Lalu Sandy membuka lebar lubang analku dengan kedua jarinya lalu
memasukkan penisnya dan..
"Akh.. " Aku mengeluh kesakitan karena Sandy langsung saja
mendorong penisnya hingga ke pangkalnya saat kepala penisnya, ulai
masuk hingga aku kesakitan yang amat. Sandy kemudian menghela nafas dan
wow.. Tidak pernah aku bayangkan, Sandy mengangkat badanku naik dengan
kedua tangannya yang kuat hingga aku kini digendongnya sambil penisnya
berada dalam analku. "Akh.. Fantastis San. Kamu hebat!" ungkapku.

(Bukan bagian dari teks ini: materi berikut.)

PR #232, opened 2020-03-15
Mitigation for #216 for invalid year

### LINKED ISSUE #216: Bad year metadata causing sync failure
Some of my videos (home movies), had erroneous year tags (it had put together the whole date in the year field in the metadata).

My Kodi log (with Jellyfin addon debug enabled) shows:

`"ProductionYear": 20110112, `

It then produces this error:

```
2020-02-27 16:39:00.274 T:20092  
NOTICE: JELLYFIN.full_sync -> ERROR::jellyfin_kodi\full_sync.py:240 year is out of range
    File "jellyfin_kodi\full_sync.py", line 231, in process_library
    File "jellyfin_kodi\helper\wrapper.py", line 40, in wrapper
    File "jellyfin_kodi\full_sync.py", line 363, in musicvideos
      obj.musicvideo(mvideo, library=library)
    File "jellyfin_kodi\helper\wrapper.py", line 102, in wrapper
      return func(*args, **kwargs)
    File "jellyfin_kodi\helper\wrapper.py", line 116, in wrapper
    File "jellyfin_kodi\helper\wrapper.py", line 175, in wrapper
      return func(self, item, *args, **kwargs)
    File "jellyfin_kodi\objects\musicvideos.py", line 79, in musicvideo
      obj['Premiere'] = Local(obj['Premiere']) if obj['Premiere'] else datetime.date(obj['Year'] or 2021, 1, 1)
  ValueError: year is out of range
```

Can we get a sanity check for the value(s) of the date/year fields, and simply ignore the bad data if it fails?

TrueTechy:
Adds a mitigation which will close #216 where the sync fails for media when the year data received from the server is not a valid year as the server doesn't valid this data at this time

Kami lalu berciuman. Aku sangat kaget dengan ini. Sandy melakukan
apa yang tak pernah aku bayangkan. Ternyata dia sanggup mengangkat
tubuhku.
Dengan posisi tetap seperti ini, Sandy membawaku dan dia duduk di
atas sofa. Ternyata gaya ini sama seperti gaya yang ia lakukan sama
Ivan dulu. Kini Sandy duduk di atas sofa dan aku duduk diatas ke dua
pahanya menghadap ke arahnya dengan penisnya tetap berada dalam lubang
analku. Aku lalu mulai mengayunkan pantatku turun naik secara perlahan
sesuai dengan apa yang aku ingin rasakan. Karena aku masih merasa
sakit, aku hanya melakukannya dengan naik-turun secara pelan-pelan dan
ini diikuti dengan gerakan naik turun oleh Sandy walau dia dibawah.
Semikn lama semakin hilng rasa sakit itu dan aku kini kian kencang
naik-turunnya.
"Posisi yang sangat bagus dan fantastis, San!" ujarku.
Sandy hanya tersenyum dan menjilati dada dan puting susuku. Tapi
penisku sendiri mulai bangkit lagi setelah selang beberapa menit loyo
dan terkulai lemas, tapi kini penisku bangun lagi dan mulai menegang.
Selang sekitar dua puluh menit kemudian..
"Geo, aku mau keluar nih, coba kamu angkat pantatmu, aku ingin muncrat di luar"
Aku lalu mengangkat pantatku ke atas sehingga penis Sandy keluar di bawah lalu Sandy mengocok-ngocok penisnya sendiri dan..
"Akh.. Croot.. Croot.. Croott.. "
Sandy memuncratkan spermanya di anatara sela badanku dan badannya
sehingga kedua badan kami basah oleh hangatnya cairan sperma Sandy.
Setelah itu, kami berpelukan erat dan mesra penuh kasih sayang.
Akhirnya, making love keduaku selesai. Aku sekarang sudah dua kali
melakukannya. Pertama dengan Richard dan kedua dengan Sandy. Semuanya
menyenangkan dan memuaskan.
Bagaimana dengan perasaan hati nuraniku? Pertanyaan itu kembali
menghantui hidupku, mungkin hanya making love yang akan
menghilangkannya dari pikiranku.
"Ah.. Aku harus jadi diri sendiri. Aku ingin menikmati hidupku
sebagai seorang gay, aku tidak bisa membohongi perasaan hatiku sendiri.
Aku adalah aku dan aku adalah seorang gay" kataku dalam hati.